Görünen o ki, hangi koşullarda yapılırsa yapılsın, karşılarındaki rakip kim olursa olsun seçimi kaybediyorlar. İkisi de ‘kurt’ siyasetçidir; siyaseti okurlar ve seçimlerin nasıl sonuçlanacağını kestirebilirler. Ayrıca Cumhurbaşkanı Erdoğan’ın neredeyse haftalık anketlerle ölçümler yaptığını biliyoruz.
Ekrem İmamoğlu, sadece ana muhalefet partisi CHP’nin en güçlü cumhurbaşkanı adayı değil, aynı zamanda Tayyip Erdoğan’a ilk seçim yenilgisi tattırmış ve sonrasında onu defalarca yenmiş bir kişidir.
Ona çok kızması, ondan nefret etmesi, cumhurbaşkanlığı seçiminde rakibi olarak görmek istememesi, bu nedenle onu siyaset dışı oyunlarla devre dışı bırakmak istemesi anlaşılır bir şey.
Ancak eğer esas hesabı tekrar cumhurbaşkanı seçilmek ise, İmamoğlu’nu oyun dışı bıraksa bile olup bitenlerin Erdoğan’a yeniden cumhurbaşkanlığı seçimini kazandırmıyor.
Bugün yarın anketler çıkar ama görünen köy anket istemez; Ekrem İmamoğlu’na yapılan bu ‘zulümler’ sadece ona ve CHP’ye yarıyor, İmamoğlu’nun ceza/siyasi yasak ya da ‘diploması yok’ gerekçesiyle engellenmesi durumunda bile Mansur Yavaş veya başka bir CHP’li cumhurbaşkanlığı seçimini kazanır.
“O hâlde niçin bütün bunlar oluyor; niçin muhalefetin ekmeğine yağ sürüyorlar, niçin bu yanlışları yapıyorlar?”

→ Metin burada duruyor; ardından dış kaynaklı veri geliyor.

PR #3361, opened 2020-05-21
tiltfile: explicitly mark non-workload manifests as such so we can handle them differently in the UI

jazzdan:
…ifest

### DIFF
--- a/internal/tiltfile/tiltfile_state.go
+++ b/internal/tiltfile/tiltfile_state.go
@@ -628,6 +628,7 @@ func (s *tiltfileState) assembleK8sV2() error {
 			if err != nil {
 				return err
 			}
+			r.nonWorkload = true
 			s.k8sByName[opts.newName] = r
 		}
 		if r, ok := s.k8sByName[workload]; ok {
@@ -1039,7 +1040,7 @@ func (s *tiltfileState) translateK8s(resources []*k8sResource) ([]model.Manifest
 		}
 
 		k8sTarget, err := k8s.NewTarget(mn.TargetName(), r.entities, s.defaultedPortForwards(r.portForwards),
-			r.extraPodSelectors, r.dependencyIDs, r.imageRefMap)
+			r.extraPodSelectors, r.dependencyIDs, r.imageRefMap, r.nonWorkload)
 		if err != nil {
 			return nil, err
 		}
--- a/pkg/model/manifest.go
+++ b/pkg/model/manifest.go
@@ -113,10 +113,6 @@ func (m Manifest) IsK8s() bool {
 }
 
 func (m Manifest) IsNonWorkloadYAMLManifest() bool {
-	if m.Name == UnresourcedYAMLManifestName {
-		return true
-	}
-
 	k8sTarget, ok := m.deployTarget.(K8sTarget)
 	if !ok {
 		return false
--- a/pkg/model/manifest.go
+++ b/pkg/model/manifest.go
@@ -112,12 +112,11 @@ func (m Manifest) IsK8s() bool {
 	return ok
 }
 
-func (m Manifest) IsNonWorkloadYAMLManifest() bool {
-	k8sTarget, ok := m.deployTarget.(K8sTarget)
-	if !ok {
-		return false
+func (m Manifest) NonWorkloadManifest() bool {
+	if k8sTarget, ok := m.deployTarget.(K8sTarget); ok {
+		return k8sTarget.NonWorkload
 	}
-	return k8sTarget.NonWorkload
+	return false
 }
 
 func (m Manifest) DeployTarget() TargetSpec {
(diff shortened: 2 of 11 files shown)


jazzdan:
This makes the UI look better for non-workload-only manifests, aka what we used to call "YAML only" manifests.

Before:

before ui fix

After:

after ui fix

internal/store/runtime_state.go
```diff
@@ -111,7 +111,7 @@ func (s K8sRuntimeState) RuntimeStatusError() error {
 }
 
 func (s K8sRuntimeState) RuntimeStatus() model.RuntimeStatus {
-	if s.IsUnresourced {
+	if s.IsUnresourced || len(s.Pods) == 0 {
```
nicks, line 114: hmmm....this isn't right.

This means "we haven't seen any pods yet"

what you want is "we will never see any pods"

the distinction is important, because a lot of things will break if you report ready status prematurely (tilt ci, resource deps, etc)

jazzdan: @nicks gotcha, is there a built-in way to do that as of today?

nicks: that's what Unresourced is....i think you'll have to replace Unresourced with a new signifier for this?

nicks: i think you still need to remove this pod check (here and above)?

pkg/model/manifest.go
```diff
@@ -113,7 +115,7 @@ func (m Manifest) IsK8s() bool {
 }
 
 func (m Manifest) IsUnresourcedYAMLManifest() bool {
```
nicks, line 117: should we rename this to NonWorkloadManifest?

internal/tiltfile/tiltfile_state.go
```diff
@@ -1036,6 +1037,7 @@ func (s *tiltfileState) translateK8s(resources []*k8sResource) ([]model.Manifest
 			Name:                 mn,
 			TriggerMode:          tm,
 			ResourceDependencies: mds,
+			NonWorkload:          r.nonWorkload,
```
nicks, line 1040: can you add a unit test in internal/tiltfile that demonstrates how this is set? I'm not totally sure I understand the difference between "a manifest with no image targets" and "a manifest with no workloads"

jazzdan: Yeah it's possible that this is unnecessary, let me do some more digging.

pkg/model/manifest.go
```diff
@@ -112,8 +112,8 @@ func (m Manifest) IsK8s() bool {
 	return ok
 }
 
-func (m Manifest) IsUnresourcedYAMLManifest() bool {
-	return m.Name == UnresourcedYAMLManifestName
+func (m Manifest) IsNonWorkloadYAMLManifest() bool {
```
maiamcc, line 115: a. hannnng on, this would tell us that e.g. a local resource manifest or a docker-compose-no-image manifest was a non-workload manifest, that seems wrong. Also
b. you can have a workload manifest that we don't build images for! (i.e. a manifest that spins up pods running an image pulled from the internet.)
c. less importantly, "NonWorkloadYAMLManifest" seems redundant, couldn't you just say "NonWorkloadManifest"? (i.e. IF it's a k8s manifest and is non-workload, it'll necessarily be a yaml-only manifest)

jazzdan: Okay, I'm going to back to the strategy of setting a bit on the k8sTarget during Tiltfile execution before things get passed off to the engine, and then check that bit here.

internal/tiltfile/tiltfile_state.go
nicks: ping this comment; i think having a test for when we expect this to be true to be the important bit

pkg/model/manifest.go
maiamcc: yay i like this a lot better!

one nit: "NonWorkloadYAMLManifest" seems redundant, couldn't you just say "NonWorkloadManifest"? (i.e. IF it's a k8s manifest and is non-workload, it'll necessarily be a yaml-only manifest)

pkg/model/manifest.go
```diff
@@ -112,8 +112,12 @@ func (m Manifest) IsK8s() bool {
...
+	k8sTarget, ok := m.deployTarget.(K8sTarget)
```
maiamcc, line 116: nbd but can save some lines:
```
if k8sTarget, ok := m.deployTarget.(K8sTarget); ok {
    return k8sTarget.NonWorkload
}
return false
```

internal/tiltfile/tiltfile_state.go
jazzdan: Added some assertions to the tiltfile tests @nicks, thanks for pointing this out

PR #4724, opened 2021-07-02
web: Replace Grid with Table Overview

hyu:
The main purpose of this PR is to replace the Grid with the Table. As cleanup, it also includes these changes:
- Replace the Grid Storybook with Table Storybook
- Delete Grid components and related storybooks + tests: OverviewPane > OverviewGrid > OverviewItemView

**Also note:** After deleting the Overview Grid, I had to fix the TriggerModeToggle test that was mounting the Grid. With this PR, it mounts `SidebarResources` instead. I also renamed this component to `SidebarTriggerModeToggle` to indicate that it's really only used in the Sidebar, and refactored accordingly.

&nbsp;

Since this effectively releases the feature, I also fixed this high-priority item from [Surbhi's QA List](https://docs.google.com/document/d/1XSsWdbmGbw8LeSOSjl8doTYp8HUEopyOMUwIERyoRak/edit#):
- Better color contrast for SortBy triangle (and more sensible tooltip)

----


web/src/SidebarTriggerModeToggle.tsx
```diff
@@ -87,16 +87,16 @@ function TriggerModeToggle(props: TriggerModeToggleProps) {
   }
 
   return (
-    <TriggerModeToggleRoot
+    <StyledSidebarTriggerModeToggle
```
hyu, line 90: We've been using the naming convention suffix of `Root` to avoid naming conflicts between React Components and styled-components. But I noticed in the official [docs](https://styled-components.com/docs/basics#define-styled-components-outside-of-the-render-method) that the convention is to use a prefix of `Styled`. 

Since I had to change the name here anyhow, I've added the `Styled` prefix because I think it's more obvious than `Root`.

nicks (approved):
wooooo

PR #4725, opened 2021-07-02
web: add SVG support for UIButton icons

milas:
SVG will take precedence over an icon name. If neither is provided,
behavior depends on button location: resource buttons will simply
have no icon, while navbar buttons will get a default fallback of
`smart_button`[1].

[1]: https://fonts.google.com/icons?selected=Material+Icons+Outlined:smart_button


milas:
I did have to pull in a new small package to handle safely creating `<svg>` DOM elements dynamically. (Can't just `` because then you can't style with CSS, so plain `path` SVGs won't get automatically colored for the UI theme.)

web/src/ApiButton.tsx
```diff
@@ -1,12 +1,34 @@
-import { Icon } from "@material-ui/core"
+import { Icon, SvgIcon } from "@material-ui/core"
 import moment from "moment"
 import React, { useState } from "react"
+import InlineSVG from "react-inlinesvg"
```
nicks, line 4: this component seems to do a ton of things we don't really need

https://github.com/gilbarbara/react-inlinesvg#props

have you considered using a data url directly? we can use the vanillajs library, which is great: http://vanilla-js.com/

nicks: ah, saw your above comment, i think you just want to use react-from-dom, not the svg wrapper library around it

nicks: which looks like it's just a thin wrapper over https://developer.mozilla.org/en-US/docs/Web/API/DOMParser/parseFromString

milas: This was the route I originally went - simply `` but the big limitation is that SVGs embedded that way don't respect CSS (understandably). To have CSS apply, so they are the correct color, they have to be actual `<svg>` elements in the DOM.

That said, you're right that our use case is very limited, so I can do the DOM manipulation manually and save a dependency 🙃

nicks: ya, i would be fine with the react-from-dom dependency, though i honestly think we could get away with dangerouslySetInnerHTML per https://www.npmjs.com/package/react-from-dom

milas: Hmmm...so I guess there's two paths here:

* Create a wrapper element with React and then `dangerouslySetInnerHTML` with the user SVG data
  * Would need to try to replicate some of the CSS stuff `<SvgIcon>` is doing for us
  * Should sanitize the input first

* Use `react-from-dom` which uses a `DOMParser` to get a DOM node and then maps that to a React element
  * Pro: uses `DOMParser` which eliminates one class of escape issues
  * Pro: easy to integrate with `<SvgIcon>`
  * Should still sanitize the input (see below)

For sanitization, we should probably run everything through [DOMPurify](https://github.com/cure53/DOMPurify) regardless - apparently you can include `<script>` tags in SVG!?

milas: All right - check out a61510b which gets rid of `react-inlinesvg` and just uses `react-from-dom` directly (bonus: it's actually stricter on the mime-type + selector for the parser 😛)

nicks (approved):

PR #4727, opened 2021-07-02
kubernetesdiscovery: propagate PortForward template

nicks:
Hello @milas, @landism,

Please review the following commits I made in branch nicks/pf2:

27780ba24c08472638756280492ff64df3b6f46e (2021-07-02 18:34:35 -0400)
kubernetesdiscovery: propagate PortForward template

### DIFF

Hayır; yanlış yapmıyorlar, bile bile yapıyorlar her şeyi.
Seçimi kesinlikle kaybettiklerini biliyorlar.
Zaten bunları seçimi kaybetmemek için yapıyor değiller; iktidarı kaybetmemek için yapıyorlar.
Bu yapılanların tamamı bir plan çerçevesindedir; gerginliği artırmaya, krizi derinleştirmeye devam edecekler.

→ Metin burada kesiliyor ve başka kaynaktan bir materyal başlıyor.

PR #4742, opened 2021-07-08
web: Add basic display of labeled resources in Storybook behind feature flag

lizzthabet:
This PR adds basic resource grouping by label using mocked data in Storybook and the `labels` feature flag (which can be toggled in Storybook) for [ch12250](https://app.clubhouse.io/windmill/story/12250/display-label-headings-and-resource-groups-behind-feature-flag). I haven't added any label-specific styles yet, since I want to use the MaterialUI [accordion](https://material-ui.com/components/accordion/#accordion) component and thought that would make this PR too large. (I'll tackle the styles and accordion functionality next for [ch12252](https://app.clubhouse.io/windmill/story/12252/add-expand-collapse-functionality-for-label-groups)).

With feature flag off, everything should remain the same:
Screen Shot 2021-07-08 at 6 10 57 PM

With feature flag on, resources appear under each label they have, with unlabeled resources at the bottom:
Screen Shot 2021-07-08 at 6 11 12 PM

### DIFF
--- a/web/src/SidebarResources.tsx
+++ b/web/src/SidebarResources.tsx
@@ -1,5 +1,7 @@
-import React, { Dispatch, SetStateAction } from "react"
+import React, { Dispatch, PropsWithChildren, SetStateAction } from "react"
 import styled from "styled-components"
+import Features, { FeaturesContext, Flag } from "./feature"
+import { orderLabels } from "./labels"
 import { PersistentStateProvider } from "./LocalStorage"
 import { OverviewSidebarOptions } from "./OverviewSidebarOptions"
 import PathBuilder from "./PathBuilder"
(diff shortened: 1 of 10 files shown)


web/src/SidebarResources.tsx
```diff
@@ -48,6 +49,72 @@ export function SidebarListSection(
...
+        }
+
+        labelsToResources[label].push(item)
+      })
+    } else {
+      unlabeled.push(item)
+    }
+  })
+
+  const labels = Object.keys(labelsToResources)
```
nicks, line 101: how much do we care about the order of labels? feels weird to implicitly rely on whatever the JS implementation order is.

web/src/SidebarResources.tsx
```diff
@@ -48,6 +49,72 @@ export function SidebarListSection(
...
+    <>
+      {labels.map((label) => (
+        <SidebarLabelListSection
+          {...props}
+          key={`sidebarItem-${label}`}
+          label={label}
+          items={labelsToResources[label]}
+        />
+      ))}
+      <SidebarLabelListSection {...props} label="unlabeled" items={unlabeled} />
```
nicks, line 113: probably more of a question for Surbhi, but I feel like it's going to be confusing to have both an "unlabeled" section and "uncategorized" resource

web/src/labels.ts
```diff
@@ -0,0 +1,19 @@
...
+// and why we filter out labels with prefixes
+export function getUiLabels({ labels }: UILabels) {
+  if (!labels) {
+    return []
+  }
+
+  return Object.keys(labels)
+    .filter((labelKey) => {
+      const labelHasPrefix = labelKey.includes("/")
+      console.log
```
nicks, line 15: ?

web/src/SidebarResources.tsx
```diff
@@ -48,6 +49,72 @@ export function SidebarListSection(
...
+  const unlabeled: SidebarItem[] = []
+
+  props.items.forEach((item) => {
+    if (item.labels.length) {
+      item.labels.forEach((label) => {
+        if (!labelsToResources.hasOwnProperty(label)) {
+          labelsToResources[label] = []
+        }
+
+        labelsToResources[label].push(item)
```
nicks, line 94: i wonder if it's going to be weird to have an item in multiple groups

nicks (approved):

web/src/labels.ts
lizzthabet: lol ⏳will fix momentarily

web/src/SidebarResources.tsx
lizzthabet: ya, that's a good question! @SurbhiSGupta may have user stories/feedback that she can share. right now, i just have the `unlabeled` section implemented.

web/src/SidebarResources.tsx
lizzthabet: hmm, how do you feel about alphabetizing the labels? that way, labels show up consistently in the same order (which i would find helpful as a user and as a user, i'd be able to manipulate the alphabet system if i want my labels to display in a specific order). otherwise, in theory, the labels will appear in the order of whatever resources we iterate over first.

web/src/SidebarResources.tsx
lizzthabet: fwiw it hasn't seemed odd to me while looking at all the designs. i think that only displaying a resource under the first label it has might be an unintuitive behavior, but it'll be interesting to get user feedback!

web/src/SidebarResources.tsx
lizzthabet: i went ahead and added label sorting code! we can revisit if there's a better suggestion for sorting.

lizzthabet:
i don't think any of the discussions here are blocking, so i'll merge in now and can address any more feedback in subsequent prs.

Issue #4754, opened 2021-07-10
non-deterministic resource loading


nicks:
### Steps to Reproduce
1. Create a Tiltfile like:

```
local('sleep 10')
...
# register 5 resources
```

2. Start tilt with `tilt up --web-mode=prod`
3. Connect to the tilt webserver before the resources finish loading

### Expected Behavior
The resources should load in a deterministic order

### Current Behavior
The resources load in a random order

### Context
You can currently work around this problem by refreshing the page, which will load them in the right order. There's a bug in how the web ui is handling incremental updates.

PR #4756, opened 2021-07-12
web: sort objects by 'order'

nicks:
Hello @landism, @lizzthabet,

Please review the following commits I made in branch nicks/ch12353:

ad564fbc8e7b860a387cc4c435c9d889b0c970d2 (2021-07-12 17:05:03 -0400)
web: sort objects by 'order'


nicks:
someone complained about this on friday (see: https://github.com/tilt-dev/tilt/issues/4754)

as we get more into helping users to organize resources in the way they care about, i suspect ordering is going to become more important...for now, i'm just trying to do something deterministic so that people aren't caught off-guard.

nicks:
fwiw, i don't totally understand why this PR introduces a bunch of typescript warnings in files i didn't modify, but i went ahead and updated those too

nicks:
ah, nm, i see what happened, we had some manual edits in view.d.ts that got overwritten when i regenerated it

lizzthabet:
> ah, nm, i see what happened, we had some manual edits in view.d.ts that got overwritten when i regenerated it

oohhh this is my bad! if i remember correctly, i edited the file manually cause i wanted `labels` to be typed as `[key: string]: string` instead of a generic object. i can put up a pr to fix, so we don't have to `any` type the label code as a workaround.

nicks:
AFAICT, there is SOME way to set up the code-generator to give `labels` the right type.

the code generator that the kuberentes project uses does it that way: https://github.com/kubernetes-client/javascript/blob/master/src/gen/model/v1ObjectMeta.ts

but we're using a different code generator that doesn't support this...

web/src/HUD.tsx
```diff
@@ -332,6 +332,18 @@ export function HUDFromContext(props: React.PropsWithChildren<{}>) {
   return <HUD history={history} interfaceVersion={interfaceVersion} />
 }
 
+function compareObjects(a: any, b: any): number {
```
lizzthabet, line 335: (optional nitpick) What about a more descriptive name, like `compareObjectsOrder`, so it's easier to tell how this function is being used?

It may not be worth the Typescript finagling, but I _think_ it would work to type this as `<T extends { status?: Proto.v1alpha1UIResourceStatus, metadata?: Proto.v1ObjectMeta }>`? 🤞🏻

lizzthabet (approved):
Lgtm! Minor question and suggestion, and apologies for the merge conflicts I probably just introduced, but that should solve all the label issues you saw.

internal/hud/webview/convert.go
```diff
@@ -188,25 +188,28 @@ func ToUISession(s store.EngineState) *v1alpha1.UISession {
...
 		}
 
-		r, err := ToUIResource(mt, state)
+		r, err := toUIResource(mt, state)
 		if err != nil {
 			return nil, err
 		}
 
+		// The Tiltfile has Order -1, all "normal" resources have Order >= 1
+		r.Status.Order = int32(i + 1)
```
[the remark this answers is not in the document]
nicks: yep! I think it depends on the order they're registered in the tiltfile itself.

web/src/HUD.tsx
nicks: i like that, done!

got something that kinda works...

Amaçları yeni bir olağanüstü hâl, seçimleri ertelemek ve sonrasında da Putinvari bir otoriter rejimdir.
“Batı ne der, ekonomi dayanır mı, bu çağda bunlar olur mu…?” gibi sorular sormayın.
Olur. Trump Amerika’sının yaptığı gibi Avrupa da ‘Türkiye’nin iç meselesidir’ der, karşılığında da Avrupa gücüne asker isterler.

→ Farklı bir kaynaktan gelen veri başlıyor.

PR #4757, opened 2021-07-13
web: type the label data better to handle the generic generated type

lizzthabet:
These are some slight Typescript gymnastics to cast the generic `object` to `{ [key: string]: string }` for label data. 🙃 I'm not sure this is phenomenally better than using `any` types for labels, but it does let us keep stricter type information.

### DIFF
--- a/web/src/labels.ts
+++ b/web/src/labels.ts
@@ -1,10 +1,35 @@
 // Helper functions for working with labels
 
-type UILabels = Pick<Proto.v1ObjectMeta, "labels">
+// The generated type for labels is a generic object,
+// when in reality, it is an object with string keys and values,
+// so we can use a predicate function to type the labels object
+// more precisely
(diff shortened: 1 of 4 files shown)


web/src/labels.ts
```diff
@@ -1,10 +1,37 @@
...
+type UILabelsGenerated = Pick<Proto.v1ObjectMeta, "labels">
+interface UILabels extends UILabelsGenerated {
+  labels: { [key: string]: string } | undefined
+}
+
+function isUILabels(
+  labelsWrapper: UILabelsGenerated
+): labelsWrapper is UILabels {
+  const { labels } = labelsWrapper
+  if (labels === undefined || typeof labels === "object") {
```
nicks, line 16: can also just return the condition directly

nicks (approved):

Sahi, Trump ne karşılığında bu kadar çabuk ‘Türkiye’nin iç meselesi’ deyip geçti?
“Ekonomi bunlara dayanabilir mi?” sorusuna gelince… Bence ekonomik krizin de derinleşmesini istiyorlar; yapmaya çalıştıkları iş ancak ‘derin’ ve ‘komple’ bir kriz ortamında mümkün olur.